Who are the elite controllers? No, they're not initiates of Yale's
secretive Skull and Bones Society or members the Trilateral
Commission. Elite controllers are people infected with HIV who have
been able to suppress their virus without using antiretroviral
medications. And Dr. Bruce Walker of Boston wants to meet them and
find out how they do it.

It's been appreciated for many years that some people with HIV do not
progress to AIDS at the same pace as most. Typically, the immune
damage of untreated HIV infection will lead to life threatening
opportunistic infections within eight to 12 years. But some people
have been infected for 20_25 years or more and have not yet
experienced the severe loss of CD4 immune cells that signals AIDS.
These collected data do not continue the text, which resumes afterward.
Issue #12, opened 2025-12-24
SavedClips video playback issue


mphacker:
Currently when you choose a SavedClip it is only playing the first file in the folder and not the actual event clip.  There are multiple video files for each camera in the folder.  Need to update the player to enable playing all files.

PR #201, opened 2026-05-15
Wave 4 PR-F4: delete LES, fold live events into pipeline_queue (Closes #184)

### LINKED ISSUE #184: Architecture remediation: eliminate I/O amplification, unify pipelines, remove unnecessary toggles

mphacker:
## Summary

Wave 4 PR-F4 — the architectural finale of #184. The standalone Live Event Sync (LES) subsystem is **deleted entirely** and live event uploads are folded into the unified `pipeline_queue`. Live and bulk uploads are now ordered by the `priority` column (live = 0, bulk = 4).

**Net diff:** 25 files changed, +811 / -3,793 (≈ −2,982 LOC, including the entire LES service + blueprint + tests + UI sections).

**Closes #184** — this is the legitimate close-keyword PR for the wave.

## Why this PR

LES existed because the legacy cloud archive worker had no priority support — Tesla Sentry / Saved events would otherwise sit behind hours of bulk RecentClips backlog. The fix at the time was a parallel subsystem: its own queue, its own worker thread, its own rclone subprocess, its own retry policy, its own NM dispatcher integration, and its own inter-worker yield contract.

After Wave 4 PR-A through PR-F3 landed the priority-aware unified `pipeline_queue` (with stale-claim recovery and a single rclone serialisation point), every one of those parallel pieces became dead weight. **PR-F4 rips them out.**

## Architectural changes

| File | Change |
|---|---|
| `services/live_event_sync_service.py` | **DELETED** |
| `blueprints/live_events.py` | **DELETED** (`/api/live_events/*` routes gone) |
| `services/cloud_archive_service.py` | NEW `enqueue_live_event_from_event_json()` + `_canonical_rel_path_from_local()`; both LES yields removed (inter-file in `_drain_once`, pre-claim in `_worker_loop`); module docstring rewritten |
| `helpers/refresh_cloud_token.py` | LES wake step + LES drain wait deleted; steps renumbered 1-4; `_LIVE_EVENT_TIMEOUT_SECONDS` constant gone |
| `web_control.py` | LES blueprint registration + worker `start()` removed; file_watcher callback now points at `cloud_archive_service.enqueue_live_event_from_event_json` |

The new live-event hook is invoked by the file_watcher's existing `register_event_json_callback` — the same callback contract LES used. There is no second inotify watcher, no second worker, no second rclone subprocess.

## Configuration

- `config.yaml`:
  - Entire `live_event_sync:` block (~20 lines) **deleted** with explanation comment in its place.
  - `cloud_archive.enqueue_to_pipeline`: `false` → **`true`** (was a dual-write parity flag, now the canonical write path).
  - `cloud_archive.shadow_pipeline_queue`: `true` → **`false`** (the reader IS pipeline_queue now; comparing it against itself is moot).
  - `cloud_archive.use_pipeline_reader`: `false` → **`true`** (was the PR-F3 reader-switch flag, now the canonical reader).
  - The three docstrings above each flag are rewritten to explain the flip.
- `scripts/web/config.py`: matching defaults flipped + all `LIVE_EVENT_*` constants removed.

## Subsystem set after PR-F4

Failed Jobs page now shows **three** subsystems (was four): `archive`, `indexer`, `cloud_sync`. Live-event uploads still appear — they appear under `cloud_sync` because they ARE cloud_sync rows now (with `priority=0`).

## Tests

| File | Change | Δ |
|---|---|---|
| `tests/test_cloud_archive_live_event_hook.py` | **NEW** — 13 tests pinning `enqueue_live_event_from_event_json` + `_canonical_rel_path_from_local` (empty input, missing event_dir, priority constant verified, `_wake` set/not-set semantics, per-row exception containment, fall-back to basename, POSIX-separator normalisation, full integration with pipeline_queue). | +330 |
| `tests/test_live_event_sync_data_cap.py` | **DELETED** (tested the deleted service). | −1 file |
| `tests/test_pipeline_queue_dualwrite.py` | Dropped `TestRetryFailedSingleRowNoExtraSelect` (LES service test); `_backfill_live_event_queue` cross-DB tests stay (harmless once the table is empty/gone). |  |
| `tests/test_cloud_archive_continuous_worker.py` | Deleted `TestLesPriority`; `_stub_no_les_pending` fixture kept as a no-op so existing wiring doesn't need touching. |  |
| `tests/test_cloud_archive_lock_state.py` | Deleted `TestYieldThenFailedReacquireNoSpuriousWarning` (covered the removed yield path); the two surviving lock-state tests now patch `_use_pipeline_reader_enabled` to `False`. |  |
| `tests/test_score_priority_batching.py` | `test_discover_events_opens_single_geodata_connection` now patches `_enqueue_to_pipeline_enabled` to `False` so it pins the geo-hits batching contract in isolation. |  |
| `tests/test_jobs_blueprint.py`, `tests/test_failed_jobs_delete.py`, `tests/test_failed_jobs_history.py`, `tests/test_system_health_blueprint.py` | All LES references removed (subsystem tuples, parametrize lists, dispatch dicts, fixture monkeypatches, dedicated TestLES* classes). | ~−270 |

**Test results:** 1,844 passed / 4 skipped / 0 failed.

## Templates

- `cloud_archive.html`: Section 3.5 (LES card UI + LES JS) deleted — **389 lines** removed (2,152 → 1,763).
- `failed_jobs.html`: LES subsystem pill, `.job-value-live_event` CSS, JS state init / SUBSYSTEM_META / forEach loop entry removed.
- `index.html`: LES entry removed from the system-health subsystem dot widget array.

## Documentation

- `.github/copilot-instructions.md`:
  - "Yields to LES" bullet replaced with "Live events get priority via pipeline_queue priority field" bullet.
  - Old `live_event_sync_service` (LES) block (8 bullets) replaced with a new "Live event uploads (former LES, now folded into cloud_archive)" block (5 bullets) describing the new enqueue path.
  - "Coordination contract" bullets updated to reflect the single queue.
  - Top-level `## Live Event Sync (LES) — Real-Time Event Uploader` section replaced with a short pointer block.
  - "Pitfalls to avoid" updated: removed LES-yield / LES-import / LES-stacking pitfalls; added pitfalls for re-introducing the deleted module and ignoring the `priority` field.

## What stays (intentionally)

- `pipeline_queue_service.py` keeps `STAGE_LIVE_EVENT_PENDING`, `STAGE_LIVE_EVENT_DONE`, `LEGACY_TABLE_LIVE_EVENT`, `PRIORITY_LIVE_EVENT`, and `_backfill_live_event_queue`. `PRIORITY_LIVE_EVENT` is now actively used by the new live-event enqueue helper. The backfill code path is harmless once the table is empty/gone and is needed if a Pi is upgraded across a window where rows existed.
- The `live_event_queue` table itself is left in the schema. A v18 `DROP TABLE` migration is a candidate follow-up; doing it here would expand the test surface significantly (the dual-write tests exercise the table directly) without changing user-visible behaviour.

## Risk + rollback

This is the highest-risk PR of Wave 4. The two LES yields and the LES drain wait existed precisely so the bulk path wouldn't starve live events. The new design replaces both with the priority-aware claim ordering of `pipeline_queue.claim_next_for_stage` (which is sorted by `priority ASC, enqueued_at ASC` per the schema's `idx_pipeline_ready` index).

If something goes wrong on production, **revert this commit, restore the deleted files, set the three flags back to `false`/`true`/`false`** and the old LES path is back exactly as it was.

Closes #184


mphacker (commented):
## PR Review — #201

**Summary:** 1 critical, 0 warnings, 3 info findings across 3 files.
The architectural cleanup is excellent — LES is gone cleanly, the rollback path is preserved by config flags, and 1,844 tests pass. **However**, the new `enqueue_live_event_from_event_json` helper produces a `source_path` shape that does **not** match what the bulk `_discover_events` producer enqueues, so dedup against `cloud_synced_files` is broken and every Sentry/Saved event will be uploaded **twice** (once at LIVE priority, once at BULK priority). That's a bandwidth/cost regression on a Pi Zero 2 W and must be fixed in this PR.

**Phases executed:** Code Quality, Configuration Compliance, Flask Patterns, Power-Loss Safety, Resource Efficiency, Security Review (changed mode).

**Verification performed:** Read all 25 changed files at HEAD (`c29afd1`); ran the new `tests/test_cloud_archive_live_event_hook.py` (13/13 pass) and the full repo suite (1,844 passed / 4 skipped / 0 failed); reproduced the dedup mismatch with a live SQLite write against a freshly-built `pipeline_queue`.

---

### Findings

| 1 | 🔴 | L995–L1007, L1057–L1100 | Correctness | **Live-event hook produces a `source_path` that won't dedup against the bulk producer — every Sentry/Saved event uploads twice.** `enqueue_live_event_from_event_json` keeps the trailing `/event.json` segment when computing `rel_path` (via `_canonical_rel_path_from_local(event_json_path)`), so the row stored in `pipeline_queue` has `source_path = 'SentryClips/<dir>/event.json'`. The bulk producer (`_discover_events`, L2107) uses `canonical_cloud_path(f"{folder}/{entry}")` which strips down to the **event directory**: `source_path = 'SentryClips/<dir>'`. These two strings are different, so (a) the `pipeline_queue (stage, source_path)` UNIQUE index does **not** collapse them and (b) `_is_path_skipped` (L2027) keys on `cloud_synced_files.file_path` and never sees a hit. Result: two `pipeline_queue` rows, two `cloud_synced_files` rows, and **two `upload_path_via_rclone(event_dir, …)` invocations** for the same event_dir. The live-event upload happens first (priority 0), then `_discover_events` re-discovers the same folder a few minutes later (priority 4) and rclones it again. The PR's own docstring (L956–L958) claims the rel_path "matches `cloud_synced_files.file_path` form (the canonical key the producer hook + reader both use)" — empirically it does not. Reproduced live: two rows land in `pipeline_queue` with priorities 0 and 4, both `source_path` referring to the same `event_dir` payload. **Fix (smallest blast radius):** strip a trailing `/event.json` segment after computing `rel_path` in `enqueue_live_event_from_event_json`, so the live row's `source_path` matches the bulk path's canonical event-dir form: `if rel_path.endswith('/event.json'): rel_path = rel_path[:-len('/event.json')]`. Add a regression test that enqueues *both* paths against the same logical event and asserts `pipeline_queue` contains exactly one row at `PRIORITY_LIVE_EVENT` (idempotent UNIQUE collapse), and that the existing `test_real_row_inserted_at_live_priority` is updated to assert the trailing `/event.json` is stripped. |
| 2 | 🔵 | L1097–L1100 | Defense-in-depth | `_canonical_rel_path_from_local` silently falls back to `os.path.basename(abs_path)` when neither `RO_MNT_DIR` nor `ARCHIVE_DIR` matches. For an event.json arrival the basename is just `event.json` — which means *every* misrouted live event would collide on the `(stage, 'event.json')` UNIQUE index and only the first would land. That's silent data loss exactly when an operator misconfigured a path. Cheap fix: emit `logger.warning("PR-F4 live-event hook: no canonical prefix matched %s — using basename %r", abs_path, basename)` on the fallback so config drift is visible in `journalctl -u gadget_web`. |
| 3 | 🔵 | L1294–L1300 | Documentation | Pre-existing comment (lightly touched by this PR's surrounding renames) claims `_discover_events` enqueues with `source_path = <rel event.json path>` — that's never been true; `_discover_events` enqueues with the event-directory canonical form, not the event.json file. The new live-event hook now legitimately *does* use the `/event.json` form (and shouldn't, per Finding #1), so this stale comment now actively misleads the next reader. Suggest tightening the wording when fixing #1. |

#### Repository-wide / follow-up

| # | Severity | Location | Category | Finding |
|---|----------|----------|----------|---------|
| 4 | 🔵 | `scripts/web/services/pipeline_queue_service.py` L97-L108, L1607–L1665 | Cleanup | The PR description acknowledges that `STAGE_LIVE_EVENT_PENDING`, `STAGE_LIVE_EVENT_DONE`, `LEGACY_TABLE_LIVE_EVENT`, `_backfill_live_event_queue`, and the `live_event_queue` schema rows are intentionally retained "as a one-release upgrade safety net" and earmarks a v18 `DROP TABLE` migration as a follow-up. Per the house rule "Info findings are not optional," please **file the follow-up GitHub issue and link it from the PR description** before merge so this commitment is not lost. (No code change in this PR.) |

---

### Areas of concern — verification notes

- **(1) LES residue still imported but unused?** ✅ Clean. `git diff` shows `live_events_bp` removed from both `blueprints/__init__.py` and `web_control.py`; `services/live_event_sync_service.py`, `blueprints/live_events.py`, and `tests/test_live_event_sync_data_cap.py` are deleted. Remaining grep hits for `live_event_sync` are all docstring/comment historical references (intentional per `.github/copilot-instructions.md`) plus the schema-preserving constants in `pipeline_queue_service.py` covered by Finding #4.
- **(2) `enqueue_live_event_from_event_json` safe vs. malicious paths?** ✅ Yes. Three layers of `try/except`, `os.path.commonpath` is lexical (not symlink-resolving) and the result is only a string stored in the DB — never used as a filesystem operation in this code path. The TOCTOU between `os.path.isdir(event_dir)` and the subsequent `os.listdir`/`os.path.getsize` is bounded by the outer `OSError → event_size = 0` handler. Inputs come from the trusted file_watcher.
- **(3) `_canonical_rel_path_from_local` Windows separator handling?** ✅ Confirmed — the function does `rel.replace(os.sep, '/')` and the `test_uses_posix_separators` test pins this on Windows test runs.
- **(4) Rollback compatibility of the three flag flips?** ✅ Yes. Each flip in `config.yaml` and `scripts/web/config.py` keeps the legacy code path behind the flag (verified: `_use_pipeline_reader_enabled()`, `_enqueue_to_pipeline_enabled()`, `_shadow_pipeline_queue_enabled()` all return the YAML value unchanged). An operator can flip them back to `false`/`true`/`false` to restore legacy behaviour. Docstrings are accurate.
- **(5) Does the live-event hook ever raise into the file_watcher thread?** ✅ No. Triple-layered defense: the watcher's own `_notify_event_json_callbacks` (`file_watcher_service.py` L404–L408) wraps each callback in `try/except logger.error`; `_on_new_event_json` in `web_control.py` wraps the call again; and `enqueue_live_event_from_event_json` itself has an outer `try/except` around the per-row loop plus an inner `try/except` around `_enqueue_event_to_pipeline`.
- **(6) Is `_wake.set()` placed correctly?** ✅ Yes. The wake fires *after* the per-row loop completes when at least one insert succeeded (L1049–L1053). The worker idles on `_wake.wait(timeout=_WAIT_WHEN_IDLE_SECONDS)` (L3482), so the wake correctly short-circuits the idle wait on the next loop top. The "no wake when nothing inserted" guard is also correct (avoids spurious wakes on idempotent re-fires).
- **(7) Coverage parity for deleted LES tests (data cap, retry policy, backoff)?** ✅ Substantively yes. The data-cap concept is gone (`live_event_sync.daily_data_cap_mb` removed; live events now obey the same `cloud_archive` retry/cap settings as bulk uploads, deliberately). Retry policy + backoff are covered by `tests/test_cloud_archive_retry_cap.py` (`TestMarkUploadFailure`, `TestDeadLetterPromotion`) and the `next_retry_at` test families in `tests/test_pipeline_queue_dualwrite.py`. The PR description is accurate on this point.
- **(8) Stale references to `live_event_sync_service`, `live_events_bp`, `LIVE_EVENT_SYNC_ENABLED`, `live_event_sync.*`, `_les_block`, `has_ready_live_event_work`, or `enqueue_event_json`?** ✅ Only intentional historical references remain (copilot-instructions.md, the `pipeline_queue_service.py` schema constants per Finding #4, and the `_stub_no_les_pending` fixture which is documented in its own docstring as a no-op kept solely for test-wiring backward compatibility).
- **(9) Is the docstring on the cloud_archive flag flip in `config.yaml` accurate?** ✅ Yes. Each of the three flag entries explains the previous default, the new default, why it flipped, and the rollback path. Production-quality.
- **(10) Does `tests/test_cloud_archive_live_event_hook.py` cover failure containment sufficiently?** ⚠️ Mostly yes — empty list, missing `event_dir`, per-row exception, idempotent re-fire, missing `PRIORITY_LIVE_EVENT` constant, basename fallback, POSIX separator, and full integration are all covered. **Gap:** none of the tests assert the source_path the helper produces is the same one `_discover_events` would produce for the same event. Adding such a test would have caught Finding #1. Please add it as part of the fix.

---

Phases executed: 3 (Path Traversal), 4 (Configuration Security), 6 (Network Exposure), 11 (Data Protection).

- **Path traversal:** `_canonical_rel_path_from_local` does **not** resolve symlinks (`os.path.abspath`, not `os.path.realpath`), but the resulting `rel_path` is only stored as a SQLite string and never used to open/exec/write anything in this code path. No exploitable surface. **No findings.**
- **Configuration security:** Flag flips only change branching behaviour; no new secrets, no eval/yaml.load risk. **No findings.**
- **Network exposure:** This PR **deletes** `/api/live_events/{status,queue,retry/<id>,retry_all,wake}` — a net reduction in attack surface. No new HTTP endpoints introduced. **No findings.**
- **Data protection:** The new helper logs file paths only — no GPS, no telemetry, no credentials. Per-arrival INFO logging is appropriate for episodic event arrivals (not the per-cycle pattern the conventions warn against). **No findings.**

---

### Action Items

1. **🔴 Critical (must fix before merge)**
   - Fix the live-event source_path so it matches the bulk-discovery canonical form (Finding #1). Smallest fix: strip a trailing `/event.json` from `rel_path` inside `enqueue_live_event_from_event_json`, OR change `_canonical_rel_path_from_local` to drop the trailing `event.json` segment when present. Update the affected unit tests, and add a regression test that enqueues the same event via *both* the live hook and a simulated bulk-discovery row and asserts `pipeline_queue` contains exactly **one** row.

These people have been termed long-term nonprogressors, and in the mid
1990s, researchers began studying them to try to understand why some
people progressed to disease and others didn't. The ultimate hope was
that whatever protective qualities these people carried naturally
could be stimulated in everyone. There are also other long-term
survivors of AIDS who have experienced immune damage but have managed
to thwart the virus with treatments, although these people may also
have had help from their immune system or a genetic resistance to HIV.

For Walker and colleagues at the Partners AIDS Research Center who are
coordinating the study, duration of infection is not the main
criterion; they are looking for anyone who can control their HIV
without drugs. Elite controllers are defined as people with
asymptomatic HIV infection not taking antiretroviral therapy (ART) who
have experienced at least one year with HIV RNA below 50 copies/mL
(undetectable). Participants must have at least three sets of test
results documented within one year. Occasional viral load blips up to
1,000 copies/mL are allowable.

Walker estimates that there may be 1,500 or more elite controllers in
the United States. The research group has already collected blood from
over 100 people and has set a target of enrolling 1,000 elite
controllers into the study. They are also interested in finding a
similar group of people with asymptomatic HIV infection who, while not
undetectable, do manage to keep their HIV RNA levels under 2,000
copies/mL without drugs. Walker calls these people, who may be much
more common, viremic controllers. A long list of prominent HIV
physicians have signed up to scout for elite controllers, but
individuals who think they fit the criteria can contact Walker's group
in Boston directly to submit a blood sample.

The study plans to use gene sequencing techniques of the Human Genome
Project to construct a haplotype map for each participant, in hopes of
identifying genetic factors that may be contributing to their ability
to control HIV infection. A haplotype map allows scientists to look
for variations in genes as they are commonly organized on the
chromosomes. Advanced data analysis will evaluate if multiple gene
variants are possibly associated with spontaneous control of HIV.
Genetic sequencing and data analysis will be performed at the Broad
Institute in Boston. Additionally, high resolution HLA typing will be
conducted to look for genetic differences in these immune markers, and
adaptive immune responses and antibody studies will also be performed.
The entire genome of each person's virus will also be sequenced to see
if some viruses are more controllable than others.

These new genetic tools allow researchers to take the closest look yet
at what might make those lucky few who can control their HIV without
drugs different from everyone else. If they can uncover some
previously unrecognized protein or mechanism that is common to all
elite controllers, then the next step will be to look for a drug than
can safely produce the same effect in everybody else.